What the task asks
Each line of the records containing "Total" is to be copied out and returned.

==== Data for the task ====

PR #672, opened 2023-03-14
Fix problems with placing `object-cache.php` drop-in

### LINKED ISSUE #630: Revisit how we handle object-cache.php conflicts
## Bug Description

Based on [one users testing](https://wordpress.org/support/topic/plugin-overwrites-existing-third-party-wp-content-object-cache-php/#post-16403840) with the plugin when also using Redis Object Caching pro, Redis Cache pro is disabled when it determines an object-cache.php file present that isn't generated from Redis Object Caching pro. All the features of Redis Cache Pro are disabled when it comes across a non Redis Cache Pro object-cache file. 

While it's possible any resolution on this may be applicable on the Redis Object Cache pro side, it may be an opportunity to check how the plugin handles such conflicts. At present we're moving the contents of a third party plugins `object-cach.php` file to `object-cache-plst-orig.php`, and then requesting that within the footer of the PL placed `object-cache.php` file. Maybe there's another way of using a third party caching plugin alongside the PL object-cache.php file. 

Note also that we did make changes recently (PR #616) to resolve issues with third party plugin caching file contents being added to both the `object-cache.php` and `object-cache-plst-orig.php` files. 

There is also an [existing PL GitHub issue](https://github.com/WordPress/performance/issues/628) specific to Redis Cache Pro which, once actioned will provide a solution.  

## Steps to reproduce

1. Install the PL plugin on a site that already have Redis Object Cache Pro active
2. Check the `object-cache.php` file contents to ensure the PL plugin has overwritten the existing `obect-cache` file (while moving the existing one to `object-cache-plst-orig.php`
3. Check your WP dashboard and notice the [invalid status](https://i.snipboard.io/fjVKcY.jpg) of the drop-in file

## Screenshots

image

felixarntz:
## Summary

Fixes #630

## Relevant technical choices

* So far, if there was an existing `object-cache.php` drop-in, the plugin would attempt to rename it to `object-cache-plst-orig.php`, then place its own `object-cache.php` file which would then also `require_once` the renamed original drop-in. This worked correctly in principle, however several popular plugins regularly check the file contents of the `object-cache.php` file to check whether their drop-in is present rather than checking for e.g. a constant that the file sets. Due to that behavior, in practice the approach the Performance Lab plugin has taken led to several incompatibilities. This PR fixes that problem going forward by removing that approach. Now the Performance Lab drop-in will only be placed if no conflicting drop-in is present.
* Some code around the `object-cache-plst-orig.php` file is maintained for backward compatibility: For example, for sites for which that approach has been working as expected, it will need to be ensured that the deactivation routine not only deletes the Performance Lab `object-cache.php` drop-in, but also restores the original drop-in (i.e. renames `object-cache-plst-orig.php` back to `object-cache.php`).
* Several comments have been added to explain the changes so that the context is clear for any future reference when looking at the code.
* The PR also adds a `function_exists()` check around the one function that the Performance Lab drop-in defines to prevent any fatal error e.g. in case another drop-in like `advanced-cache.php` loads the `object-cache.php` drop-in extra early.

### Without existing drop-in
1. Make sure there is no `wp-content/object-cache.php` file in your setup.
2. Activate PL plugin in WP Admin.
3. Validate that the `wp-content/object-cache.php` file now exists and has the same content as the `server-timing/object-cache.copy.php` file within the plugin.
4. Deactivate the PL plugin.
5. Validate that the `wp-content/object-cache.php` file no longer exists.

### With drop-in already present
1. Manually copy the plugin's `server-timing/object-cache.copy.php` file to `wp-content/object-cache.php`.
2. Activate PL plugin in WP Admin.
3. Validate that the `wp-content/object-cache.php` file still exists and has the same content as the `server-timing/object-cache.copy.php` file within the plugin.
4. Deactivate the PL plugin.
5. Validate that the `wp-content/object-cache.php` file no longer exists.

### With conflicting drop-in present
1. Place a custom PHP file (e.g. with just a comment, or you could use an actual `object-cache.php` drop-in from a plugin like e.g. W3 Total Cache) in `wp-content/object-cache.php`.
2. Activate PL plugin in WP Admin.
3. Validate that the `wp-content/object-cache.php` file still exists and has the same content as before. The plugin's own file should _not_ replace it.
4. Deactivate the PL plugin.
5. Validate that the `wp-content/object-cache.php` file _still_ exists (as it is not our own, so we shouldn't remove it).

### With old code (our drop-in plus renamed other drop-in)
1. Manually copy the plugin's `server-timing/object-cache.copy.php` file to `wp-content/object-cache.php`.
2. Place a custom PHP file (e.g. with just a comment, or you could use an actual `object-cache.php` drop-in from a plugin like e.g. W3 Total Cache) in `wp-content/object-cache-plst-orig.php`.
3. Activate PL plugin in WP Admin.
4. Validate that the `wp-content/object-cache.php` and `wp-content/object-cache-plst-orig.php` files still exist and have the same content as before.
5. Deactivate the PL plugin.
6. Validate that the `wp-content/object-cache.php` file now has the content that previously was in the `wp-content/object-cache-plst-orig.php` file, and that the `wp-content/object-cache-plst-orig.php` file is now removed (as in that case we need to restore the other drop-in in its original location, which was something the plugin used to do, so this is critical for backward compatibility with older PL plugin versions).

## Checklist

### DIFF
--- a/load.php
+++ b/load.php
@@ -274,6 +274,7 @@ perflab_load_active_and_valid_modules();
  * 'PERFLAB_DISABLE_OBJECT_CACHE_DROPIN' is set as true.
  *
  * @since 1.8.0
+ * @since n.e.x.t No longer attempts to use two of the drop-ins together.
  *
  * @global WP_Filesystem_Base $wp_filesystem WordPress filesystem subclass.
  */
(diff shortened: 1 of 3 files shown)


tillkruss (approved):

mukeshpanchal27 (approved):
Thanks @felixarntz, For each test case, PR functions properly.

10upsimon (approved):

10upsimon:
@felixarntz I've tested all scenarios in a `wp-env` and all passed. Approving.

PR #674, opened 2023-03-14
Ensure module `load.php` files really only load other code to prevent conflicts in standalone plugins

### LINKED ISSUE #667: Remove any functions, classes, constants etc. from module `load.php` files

====

Output of the task
1. Place a custom PHP file (e.g. with just a comment, or you could use an actual `object-cache.php` drop-in from a plugin like e.g. W3 Total Cache) in `wp-content/object-cache.php`.
2. Place a custom PHP file (e.g. with just a comment, or you could use an actual `object-cache.php` drop-in from a plugin like e.g. W3 Total Cache) in `wp-content/object-cache-plst-orig.php`.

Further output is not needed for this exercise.